Kujelaskan padanya kalau Ayahnya kerja. Mencari uang untuk dia dan untuk bundanya. Walau sebetulnya perih hati ini harus membohonginya. Karena sebetulnya entah kesibukan apa yang dilakukan suamiku.

Setiap malam dalam sujudku aku terus berdo'a. Semoga suamiku segera sadar dan memberiku nafkah. Dan mulai memperhatikan putrinya yang sangat merindukan sosok Ayahnya.

Pernah terbersit dalam pikiranku untuk mengakhiri hubunganku dengan suamiku. Namun saat kulihat putriku tertidur dengan lelap. Aku tahu kalau keputusanku keliru. Aku tidak punya hak memutuskan hubungan darah antara anak dan Ayahnya.

Aku akhirnya hanya memendam kepedihanku sendiri. Selalu kupasang senyum untuk putriku. Aku selalu mengatakan pada putriku kalau Ayahnya kerja. Walau pedih sebetulnya relung hatiku menolak akan ucapanku. Karena walaupun dia kerja. Tak ada sedikitpun nafkah untukku. Sekalipun ada, maka dalam waktu dekat. Dia akan memintanya lagi dengan berbagai alasan.

Hingga suatu malam.

Putri kecilku tak dapat tidur pulas. Dia terus menangis sepanjang malam. Padahal waktu sudah menunjukkan pukul 01.00 wib dini malam. Aku sudah menanyakan alasan kenapa menangis. Dan dia bilang badannya gerah. Kukipasi badan kecilnya dengan kipas bambu seadanya. Karena memang kipas yang terpasang di tembok sudah lama mati dan suamiku membiarkannya. Dia hanya berkata, kalau suatu saat dia akan memperbaikinya.

Tangis putriku semakin kencang. Ku gendong dia keluar rumah. Namun, tangisnya masih sama.
Dan akhirnya aku membawa masuk dia ke dalam rumah lagi.
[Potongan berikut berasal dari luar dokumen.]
PR #944, opened 2020-03-30
feat(api): limit 1 delivery config per app

emjburns:
Closes https://github.com/spinnaker/keel/issues/676.

A first pass at limiting delivery configs to one per app.

Right now, we're making the choice to limit delivery configs to one per app so that it's easy to work with from the UI. This assumption might change as we get more adoption. I've put this one easy limit together now, which will prevent you from saving a new delivery config if one exists for your app. 

Do you think we need more precautions than this?

### DIFF
--- a/keel-core-test/src/main/kotlin/com/netflix/spinnaker/keel/persistence/CombinedRepositoryTests.kt
+++ b/keel-core-test/src/main/kotlin/com/netflix/spinnaker/keel/persistence/CombinedRepositoryTests.kt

Di kamar tangisnya semakin terdengar keras karena suaranya memantul dinding di kamar.
Dan saat aku baringkan dia tempat tidur karena sudah lelah terus menggendongnya di usianya yang sudah 5 tahun. Putriku masih menangis.

Kemudian,
Suamiku bangkit berdiri dengan sangat cepat membawa putrinya dengan mengangkat layaknya beras. Dia seakan geram melihat putrinya yang tak mau diam. Aku menangisi putriku. Dia bahkan tak pernah menggendong putrinya. Dan sekali dia mengangkat putrinya malah dengan segudang emosi yang seharusnya tak pantas dilakukannya.

Putriku matanya memerah. Dan tangisnya berubah menjadi tangis ketakutan tak kala Ayahnya hendak memasukkannya ke kamar mandi dan menghukum putrinya entah dengan cara bagaimana.

Karena belum sempat dia menghukum putrinya. Aku sudah merebut paksa putriku dari tangannya.

Putriku langsung memelukku erat. Seakan takut kalau sampai Ayahnya akan melakukannya lagi.
Berkali-kali dia berkata :

"Ayah jahat ... Ayah jahat …!" tangisnya semakin menjadi.

Aku siap harus terluka.
Aku siap harus menderita.
Namun, aku tidak siap kalau putriku yang terluka. | Cerpen Sedih Suamiku Adalah Bapak Rumah Tangga 

Maafkanlah ayahmu, Nak. Mungkin kelak dia akan berubah dan mengasihi kita.